◆ Your task
There is one span to output from the data below: the lines starting at the line with "As can be seen" and ending at the line with "2. How should". Output it exactly, ends included, nothing more.

◆ Exercise data

Issue #1492, opened 2021-12-06
Inline Edit Component


lee-chase:
# Inline Edit

## Brief description

Adds an inline/in-place edit

## Details

https://pages.github.ibm.com/cdai-design/pal/patterns/edit#inline-edit
![image](https://user-images.githubusercontent.com/15086604/144872604-cf179a5b-db8f-4be5-b074-cef0e8b67b72.png)

## Design Maintainer(s)

- @vikkipaterson 

## Tasks

Before starting work on this epic, please review and complete the following.

- [x] Initial review of design/existing code

### Working in Carbon for IBM Products package

- [x] Have you reviewed our
      [contribution guidelines](https://github.com/carbon-design-system/ibm-cloud-cognitive/blob/master/.github/CONTRIBUTING.md)?
- [x] Have you noted our
      [code guidelines](https://github.com/carbon-design-system/ibm-cloud-cognitive/blob/master/docs/CODE_GUIDELINES.md)?
- [x] Did you use the CLI to scaffold your new component?

lee-chase:
While this component is titled `Inline edit` it should be thought of as `In-place edit` to avoid confusion with both the DOM display term 'inline' and the Carbon TextInput option 'inline'.

Carbon Search uses an aria-label for the 'Clear search input' button. 
https://carbon-components-react.netlify.app/?path=/story/components-search--default

The design uses tooltips for 'Cancel/Revert' and 'Save'

The Carbon TextInput has 'inline', 'invalidText' and 'invalid' options. However it is not possible to see the `invalidText` when using the inline option. Carbon does not add the invalid message at all into the HTML.

![image](https://user-images.githubusercontent.com/15086604/144876874-2817591f-05bb-4181-8a0f-eaf1bfde1eab.png)
![image](https://user-images.githubusercontent.com/15086604/144877130-20da426d-69fb-48f9-b4f9-c4fda46d33f6.png)

As can be seen above, Carbon does allow the help text. Assuming this is also permitted for this design.

@vikkipaterson perhaps you can assist or suggest someone to assist with the following questions

1. Should we change the name to 'In-Place edit'?
2. How should we resolve the discrepancy with Carbon Search? [Do as Carbon does, suggest a change to Carbon, note in the design but disregard discrepancy]
3. How should we resolve the discrepancy with Carbon TextInput with inline and error message [Do as Carbon does, suggest a change to Carbon, note in the design but disregard discrepancy]
[...]

PR #1533, opened 2022-01-18
feat: add initial inline component and use in page header

lee-chase:
Contributes to #1492 

The first draft of inline edit for discussion with interested parties @cameroncalder @sdignum

#### What did you change?

- Updates to CancellableEdit
  - Added option to hide label
  - Added onRevert event
  - Renamed revertLabel, saveLabel to revertDesccription, saveDescription to more closely align with iconDescription for icon only button, added size prop, added saveDisabled prop/feature.
- Added inline edit
- Added usage of inline edit as part of the page header and it's storybook.. 

Storybook, will review design before revisiting tests.


davidmenendez (approved):
Looks good to me.

Issue #1521, opened 2022-01-11
Open prop to be added to OptionsTile


seonyukim:
## What will this achieve?

- enhancement: 
   - To sets the (initial) state of the openable/closable part
   - To enable the tile to be shown as open by default, or to open it in response to a user interaction elsewhere on the page if necessary.

## How will success be measured?
To check prop is added.

## Additional information

- Designs
- Existing code
- etc

janhassel:
@dcwarwick  We might wanna standardize this concept across components with something like [Carbon's `useControllableState` hook](https://github.com/carbon-design-system/carbon/blob/main/packages/react/src/internal/useControllableState.js).

elycheea:
@janhassel Opened a new issue for your suggestion. Feel free to add more detail or contribute/submit a PR.
https://github.com/carbon-design-system/ibm-cloud-cognitive/issues/1540

elycheea:
Forgot to close this. Included in 1.4.0 release.

PR #1534, opened 2022-01-18
feat(OptionsTile): add open prop

elycheea:
Contributes to #1521 

This PR adds an open prop to the **OptionsTile**, allowing users to set an initial open/close state to an options tile.

#### What did you change?
Renamed `open` state to `isOpen` and added `open` prop with a default of `false`.  Added another state `prevIsOpen` to prevent infinite loop (pattern based on `AccordionItem`).

Storybook and ran test on OptionsTile.


packages/cloud-cognitive/src/components/OptionsTile/OptionsTile.js
```diff
@@ -49,6 +49,7 @@ export let OptionsTile = React.forwardRef(
       locked,
       lockedText,
       onToggle,
+      open = false,
```
davidmenendez, line 52: i think by convention we should keep the default values in `defaultProps`. if you can just remove the value here and `size` and just pop the `open` default value in `defaultProps` that should be good.

davidmenendez (changes requested):
looks good. just one comment

davidmenendez (approved):

PR #1537, opened 2022-01-19
fix: Prevent id duplication in page header

lee-chase:
Prevent duplicate ids in the hidden sizing items used in the page header.

#### What did you change?

Moved ID from hidden sizing items to `data-original-id` and added tests to ensure duplication of IDs does not happen.

Test and storybook.


davidmenendez:
if i'm understanding the intent correctly, this PR removes the optional `id` prop from `ActionBarItem`, `BreadcrumbItem`, and `Tag` and puts it in the `data-original-id` attribute. just out of curiosity what's the problem here? i'm not an expert on these components, so i'm curious as to why we're trying to safeguard these specific components from the user error of providing duplicate id's.

lee-chase:
> if i'm understanding the intent correctly, this PR removes the optional `id` prop from `ActionBarItem`, `BreadcrumbItem`, and `Tag` and puts it in the `data-original-id` attribute. just out of curiosity what's the problem here? i'm not an expert on these components, so i'm curious as to why we're trying to safeguard these specific components from the user error of providing duplicate id's.

Not quite. These components monitor both the size they would like to be and the space available. To do so they clone the active elements, hide them and measure the space they would use if it were available. It is these clones that we move the 'id' to 'data-originial-id'.

PR #1545, opened 2022-01-20
Rework breadcrumb back button

lee-chase:
Rework the back link/button shown in PageHeader with breadcrumbs and the breadcrumb with overflow on narrow screens.

On narrow screens this
image
would become this
image

#### What did you change?

Reworked to include the back as a breadcrumb item producing
image

Also fixed a glitch with the title animation into the breadcrumb area which was broken at narrow widths.

Storybook.


packages/cloud-cognitive/src/components/BreadcrumbWithOverflow/BreadcrumbWithOverflow.js
```diff
@@ -281,6 +281,8 @@ export let BreadcrumbWithOverflow = ({
     targetRef: breadcrumbItemWithOverflow,
   });
 
+  console.log(backItem);
```
matthewgallo, line 284: ^^ This is probably why you're tests are failing @lee-chase  😄

packages/cloud-cognitive/src/components/BreadcrumbWithOverflow/BreadcrumbWithOverflow.js
```diff
@@ -312,6 +299,20 @@ export let BreadcrumbWithOverflow = ({
           noTrailingSlash={noTrailingSlash}
           {...other}
         >
+          {backItem?.href && (backItem?.label || backItem?.title) && (
```
davidmenendez, line 302: i don't think the `?.` operator is necessary since you're not chaining anything. you should get the same results with just `.`

davidmenendez (changes requested):
looks good. just had one comment.

packages/cloud-cognitive/src/components/BreadcrumbWithOverflow/BreadcrumbWithOverflow.js
lee-chase: Removed when fixing tests.

packages/cloud-cognitive/src/components/BreadcrumbWithOverflow/BreadcrumbWithOverflow.js
lee-chase: Probably true in 99% of cases. However, if only one breadcrumb is passed and it happens to be the current page then 271 will result in backItem being nullish.

davidmenendez: ahh ok i see. that makes sense. thanks for clarifying.

davidmenendez (approved):

Issue #1546, opened 2022-01-20
add search filter functionality to add select components


davidmenendez:
the add select components need to allow the user to either pass in their own filter function or nothing and use a default filter.

PR #1547, opened 2022-01-20
feat: add search filter to add select

davidmenendez:
Contributes to #1546


matthewgallo (approved):
Don't forget the doc gen comments for your prop types. The filter work looks good!

PR #1556, opened 2022-01-24
chore: add component playground to storybook

dcwarwick:
Add a component playground into the storybook. This shows multiple components working together.

#### What did you change?

Added a story to the storybook

Ran storybook


packages/core/src/component-playground/ComponentPlayground.stories.js
```diff
@@ -0,0 +1,18 @@
...
+ * LICENSE file in the root directory of this source tree.
+ */
+
+import React from 'react';
+import { getPathForComponent } from '../../story-structure';
+
+import App from './ComponentPlayground';
+
+export default {
+  title: getPathForComponent('o', 'Examples'),
```
lee-chase, line 14: Change layout to full screen 

`
  parameters: { layout: 'fullscreen' },
`

lee-chase (changes requested):
Looks good, 1 change request to make fullscreen otherwise the header looks odd.

- It would also be nice if there was no content jump on showing the side panel. 
- Personally prefer the scroll bar to be under the global header as per in-context example.

packages/core/src/component-playground/ComponentPlayground.stories.js
dcwarwick: Good catch -- will check that in. @matthewgallo This fixes the extra space we were seeing around the PageHeader, including the content showing through.

matthewgallo: I jumped in to help with some things, including adding this piece ^

Issue #1508, opened 2021-12-23
Action button truncated in the Header component for SM dimensions


aplachka:
## What package(s) are you using?

- [x ] Carbon for IBM Products (or Carbon for IBM Cloud & Cognitive)
- [ ] Legacy/CDAI
- [ ] Legacy/Security

## Detailed description

> Describe in detail the issue you're having.
The actions button got overlapped with a white element:

![image](https://user-images.githubusercontent.com/65154889/147278421-71028272-ba71-47d7-88de-bf832a977173.png)

> Is this issue related to a specific component?
PageHeader
> What did you expect to happen? What happened instead? What would you like to
> see changed?
The actions button should render without glitch/overlap
> What browser are you working in?
MS Edge
> What version of the @carbon/ibm-products (or @carbon/ibm-cloud-cognitive)
> package are you using?
1.2.2
> What offering/product do you work on? Any pressing ship or release dates we
> should be aware of?

## Steps to reproduce the issue
https://carbon-for-ibm-products.netlify.app/?path=/story/carbon-for-ibm-products-components-page-header-pageheader--with-tags
when viewed from SM viewport

lee-chase:
There are narrower sizes that struggle to render the PageActions and provide a fixed space for the title. The simplest option would be to move page actions into the action bar, but we have to account for the PageActions being user defined.

PR #1557, opened 2022-01-24
fix(PageHeader): ensure page actions are not truncated

lee-chase:
Contributes to #1508 

When the page header drops down to the most narrow format the title and page actions are on separate lines taking up 100% width. This results in the pageActions not being in the right state to sit alongside the breadcrumb on scroll. 

#### What did you change?

This update changes the narrow layout to behave as if an actionBar is always provided. This results in the pageActions jumping into the page header instead of sticking to the top.

Storybook and tests.


dcwarwick (approved):
LGTM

◆ Expected output
As can be seen above, Carbon does allow the help text. Assuming this is also permitted for this design.

@vikkipaterson perhaps you can assist or suggest someone to assist with the following questions

1. Should we change the name to 'In-Place edit'?
2. How should we resolve the discrepancy with Carbon Search? [Do as Carbon does, suggest a change to Carbon, note in the design but disregard discrepancy]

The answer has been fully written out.